PR #164, opened 2021-02-25
Fix release builds and update react-native-windows dependencies

chrisfromwork:
This review fixes the BabylonReactNative.vcxproj to reference lib directories over project vcxproj files. This seems to fix issues with linking where debug libs can be unintentionally referenced.

This review also moves @babylonjs/react-native-windows to use more up to date react-native-windows dependencies


Apps/Playground/package.json
```diff
@@ -19,9 +19,9 @@
     "@react-native-community/slider": "4.0.0-rc.2",
     "logkitty": "^0.7.1",
     "react": "^17.0.1",
-    "react-native": "0.64.0-rc.2",
+    "react-native": "^0.64.0-rc.0",
```
ryantrem, line 22: This older version is new enough?

ryantrem (commented):
With the way it was (project references), when you build the top level `BabylonReactNative.vcxproj` that would also build all the referenced projects, but that's not longer the case. What is the process to build all those dependencies? Do you just build a cmake generated sln or something?

chrisfromwork:
> With the way it was (project references), when you build the top level `BabylonReactNative.vcxproj` that would also build all the referenced projects, but that's not longer the case. What is the process to build all those dependencies? Do you just build a cmake generated sln or something?

This was the original expectation when referencing the vcxproj files, but it did not always seem to be the case. File updates/rebuilds were not getting triggered for me but dependency references were working with the current project setup. Right now we rebuild BabylonNative libs by running the gulp command or by building the generated ReactNativeBabylon.sln from cmake

Modules/@babylonjs/react-native-windows/windows/BabylonReactNative/BabylonReactNative.vcxproj
```diff
@@ -125,21 +159,8 @@
...
+      <AdditionalDependencies>arcana.lib;astc.lib;astc-codec.lib;BabylonNative.lib;bgfx.lib;bimg.lib;bx.lib;edtaa3.lib;etc1.lib;etc2.lib;GenericCodeGend.lib;glslangd.lib;Graphics.lib;iqa.lib;jsi.lib;JsRuntime.lib;MachineIndependentd.lib;napi.lib;NativeCapture.lib;NativeEngine.lib;NativeInput.lib;NativeXr.lib;nvtt.lib;OGLCompilerd.lib;openxr_loader.lib;OSDependentd.lib;pvrtc.lib;spirv-cross-core.lib;spirv-cross-glsl.lib;spirv-cross-hlsl.lib;SPIRVd.lib;squish.lib;UrlLib.lib;Window.lib;XMLHttpRequest.lib;xr.lib;WindowsApp.lib;%(AdditionalDependencies);</AdditionalDependencies>
```
ryantrem, line 162: Should we put this list of libs in a property so we don’t have to define it multiple times?

chrisfromwork: right now its defined twice because some libs have a 'd' suffix for debug names. we could do this if you still think it will be helpful, but it would require multiple variables

Modules/@babylonjs/react-native-windows/windows/BabylonReactNative/BabylonReactNative.vcxproj
```diff
@@ -115,6 +124,31 @@
       <SubSystem>Console</SubSystem>
       <GenerateWindowsMetadata>true</GenerateWindowsMetadata>
       <ModuleDefinitionFile>BabylonReactNative.def</ModuleDefinitionFile>
+      <!-- Library directories when building in repo -->
+      <!-- Note: you can add BabylonNative component build folders here as needed -->
+      <AdditionalLibraryDirectories Condition="'$(BabylonNativeBuildDir)' != ''">$(BabylonNativeBuildDir)\Dependencies\arcana.cpp\$(Configuration);%(AdditionalLibraryDirectories)</AdditionalLibraryDirectories>
```
tymlipari, line 129: >AdditionalLibraryDirectories [](start = 7, length = 28)

nit: MSBuild supports multi-line properties, you don't need to duplicate this over and over. Just do something like:

```
<AdditionalLibraryDirectories Condition="'$(BabylonNativeBuildDir)' != ''">
    $(BabylonNativeBuildDir)\Dependencies\bgfx.cmake\$(Configuration);
    $(BabylonNativeBuildDir)\Dependencies\glslang\glslang\$(Configuration);
    ...
    %(AdditionalLibraryDirectories)
</AdditionalLibraryDirectories>
```

chrisfromwork: i feel like i had originally tried this but hit issues. I'll look into this again

Modules/@babylonjs/react-native-windows/windows/BabylonReactNative/BabylonReactNative.vcxproj
chrisfromwork: i've updated this to improve legibility, but there are two locations to declare libs still (one for debug, one for release)

Modules/@babylonjs/react-native-windows/windows/BabylonReactNative/BabylonReactNative.vcxproj
chrisfromwork: this should now be updated

Apps/Playground/package.json
ryantrem: If your app has already installed react-native@0.64.0-rc.0 and that's what is in the package.json.lock file, then it won't automatically update to something newer, so does @babylonjs/react-native-windows actually work with 0.64.0-rc.0?

ryantrem (approved):

Apps/Playground/package.json
chrisfromwork: I don't think it does. Would peer dependency resolution be able to pick up these items? Seems like maybe I should specify a greater than clause as well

### Problem statement
Search the material above for the word "have", then copy each line that holds it.

### Finished task
ryantrem, line 162: Should we put this list of libs in a property so we don’t have to define it multiple times?
chrisfromwork: right now its defined twice because some libs have a 'd' suffix for debug names. we could do this if you still think it will be helpful, but it would require multiple variables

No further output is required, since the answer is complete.